# When to go to Williamsburg



## michaelsmalley (Jul 19, 2006)

Need some help.  Wife and I are planning trip to Williamsburg next spring (March to June of 2007)  and need suggestions on when and where to go.

(1)  Best time of year go when weather is good and is it best to go before kids are out of school?

(2)  Some good places to exchange into and some bad ones, not to.

(3)  Best airport to fly into (we will be renting a car)

(4) Things in area to see on 'day trips' by car or bus.

(5)  Any other suggestions you might have.

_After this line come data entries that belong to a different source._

PR #299, opened 2022-08-15
Add a new command line argument for for disabling SSL verification

JanMeier1337:
It may happen that the SSL verification fails when the mob user has a bad setup in combination with an stupid enterprise network which does SSL interception.

To circumvent that I added a new CLI parameter which makes it possible to disable the SSL verification.

This CLI parameter should only be used when the user is sure what he/she is doing since it could be a security risk to not to verify the certificate.

See the screenshot of how it works:

Bildschirmfoto 2022-08-15 um 09 53 54

### DIFF
--- a/mob.go
+++ b/mob.go
@@ -697,6 +697,7 @@ func config(c Configuration) {
 	say("MOB_TIMER_LOCAL" + "=" + strconv.FormatBool(c.TimerLocal))
 	say("MOB_TIMER_USER" + "=" + quote(c.TimerUser))
 	say("MOB_TIMER_URL" + "=" + quote(c.TimerUrl))
+	say("MOB_TIMER_INSECURE" + "=" + strconv.FormatBool(c.TimerInsecure))
 }
 
 func quote(value string) string {
@@ -1092,8 +1093,8 @@ func sendRequest(requestBody []byte, requestMethod string, requestUrl string, di
 		switch e.Err.(type) {
 		case x509.UnknownAuthorityError:
 			sayError("The timer.mob.sh SSL certificate is signed by an unknown authority!")
-			sayFix("HINT: You can ignore that by adding MOB_TIMER_INSECURE=true to your configuration or environment. Or add is command line parameter:",
-				"mob <your command> --timer-insecure")
+			sayFix("HINT: You can ignore that by adding MOB_TIMER_INSECURE=true to your configuration or environment.",
+				"echo MOB_TIMER_INSECURE=true >> ~/.mob")
 			return fmt.Errorf("failed, to amke the http request: %w", responseErr)
 
 		default:
--- a/mob.go
+++ b/mob.go
@@ -1072,7 +1072,7 @@ func sendRequest(requestBody []byte, requestMethod string, requestUrl string, di
 	sayInfo(requestMethod + " " + requestUrl + " " + string(requestBody))
 
 	responseBody := bytes.NewBuffer(requestBody)
-	request, requestCreationError := http.NewRequest(requestMethod, requestUrl, responseBody)
+	request, requestCreationError := http.NewRequest(requestMethod, "https://untrusted-root.badssl.com/", responseBody)
 
 	httpClient := http.DefaultClient
 	if disableSSLVerification {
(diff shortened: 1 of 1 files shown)


simonharrer:
A few things:

1. The help for this option should only show when you encounter a certificate issue. Can you catch the error and issue the help warning appropriately? I don't want that option in the general help text.
2. The option is one for disabling ssl verification for interaction with the timer.mob.sh only, not in general for the tool. The naming of the option should reflect that. Perhaps use something like `--timer-disable-ssl-verification`
3. Add an option for the configuration files named `MOB_TIMER_DISABLE_SSL_VERIFICATION` that defaults to false.

Perhaps we should also add a section to the README with infos for our enterprise users. We could add this option as well as disabling `no-verify`.

simonharrer:
Even better, we can reuse the parameter naming from curl and name the parameter `--timer-insecure` and `MOB_TIMER_INSECURE`.

JanMeier1337:
Hi @simonharrer, thank you for the feedback.

I am already working on the changes and thinking of to skip the CLI option and make it only available through configuration file: MOB_TIMER_INSECURE=true

What do you think, or should I add the cli parameter too?

mob.go
```diff
@@ -414,6 +418,8 @@ func parseUserConfiguration(configuration Configuration, path string) Configurat
 			setUnquotedString(&configuration.TimerUrl, key, value)
 		case "MOB_STASH_NAME":
 			setUnquotedString(&configuration.StashName, key, value)
+		case "MOB_TIMER_INSECURE":
+			setBoolean(&configuration.TimerDisableSSLVerification, key, value)
```
simonharrer, line 422: Don't forget to parse the variable from project settings as well.

mob.go
```diff
@@ -69,6 +72,7 @@ type Configuration struct {
 	TimerRoomUseWipBranchQualifier bool   // override with MOB_TIMER_ROOM_USE_WIP_BRANCH_QUALIFIER
 	TimerUser                      string // override with MOB_TIMER_USER
 	TimerUrl                       string // override with MOB_TIMER_URL
+	TimerDisableSSLVerification    bool   // override with MOB_TIMER_INSECURE
```
simonharrer, line 75: Let's name the variable `TimerInsecure` for consistency reasons.

mob.go
```diff
@@ -942,7 +949,7 @@ func startTimer(timerInMinutes string, configuration Configuration) {
 
 	if startRemoteTimer {
 		timerUser := getUserForMobTimer(configuration.TimerUser)
-		err := httpPutTimer(timeoutInMinutes, room, timerUser, configuration.TimerUrl)
+		err := httpPutTimer(timeoutInMinutes, room, timerUser, configuration)
```
simonharrer, line 952: I don't want to pass in the configuration to the httpPutTimer method. It's a preparation for extracing this without the configuration to a separate package.

mob.go
```diff
@@ -1043,33 +1050,55 @@ func toMinutes(timerInMinutes string) int {
...
 	}
 
 	request.Header.Set("Content-Type", "application/json")
-	response, responseErr := http.DefaultClient.Do(request)
+	response, responseErr := httpClient.Do(request)
+	if e, ok := responseErr.(*url.Error); ok {
+		switch e.Err.(type) {
+		case x509.UnknownAuthorityError:
+			sayError("The timer.mob.sh SSL certificate is signed by an unknown authority!")
+			sayError("HINT: You can ignore that by adding MOB_TIMER_INSECURE=true to your configuration or environment.")
```
simonharrer, line 1093: Have a look at: `sayTodo`.

simonharrer:
For consistency reasons, I think a CLI parameter makes sense as well.

mob.go
```diff
@@ -1092,7 +1092,8 @@ func sendRequest(requestBody []byte, requestMethod string, requestUrl string, di
 		switch e.Err.(type) {
 		case x509.UnknownAuthorityError:
 			sayError("The timer.mob.sh SSL certificate is signed by an unknown authority!")
-			sayError("HINT: You can ignore that by adding MOB_TIMER_INSECURE=true to your configuration or environment.")
+			sayFix("HINT: You can ignore that by adding MOB_TIMER_INSECURE=true to your configuration or environment. Or add is command line parameter:",
+				"mob <your command> --timer-insecure")
```
simonharrer, line 1096: Can you reproduce the actual command that was used? Should either be timer or break, and add the timer value to it as well. I would like to have the fix as a copy'n'paste solution for the user without any placeholders. For that, we might need to pass more parameters, but I take that into account.

JanMeier1337:
Hi @simonharrer , could you take another look? I would prefer to not add an CLI parameter, since the project has no CLI args library like cobra. The other comments should be solved.

simonharrer:
Your call won't work on windows, but this is perhaps the best solution at the moment.

simonharrer:
So let's get this done. Can you add a CHANGELOG entry?

simonharrer:
Ok, I'll add the changelog myself.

We have never been to VA area before and don't know what to expect.  There will be 2 couples, all in early 60's so don't bother to list the Disco's or the Beaches.  Thanks a lot.

Mike S.


----------



## pgnewarkboy (Jul 19, 2006)

Summer in Williamsburg is hot, hot, and hotter.  Not much shade on those streets.  We liked Powhatten Plantation from Sunterra.  If you are a history buff there is much to take advantage of in williamsburg.  My recommendation would be to go in spring or fall.  Day trip to washington would be great.  I always drive so I don't know the best airport.  Your choice is Dulles or reagan National.  You can usually get cheaper flights to Dulles.  Thanksgiving and Christmas are choice times and hard to get a trade.  You can also travel from williamsburg to some early settlements like jamestown.  Take a ride on the Potomac River.  There are tourist trolleys in DC that will take you to all the major attraction and pick you up for one price.  You should have a great time.


----------



## elaine (Jul 19, 2006)

*I would go in early June*

1st 2 weeks in June.  Not tons of vacationers yet and weather would be nice.  Sometimes, even at MM day, it can be rainy, so a week or so farther in June would be better.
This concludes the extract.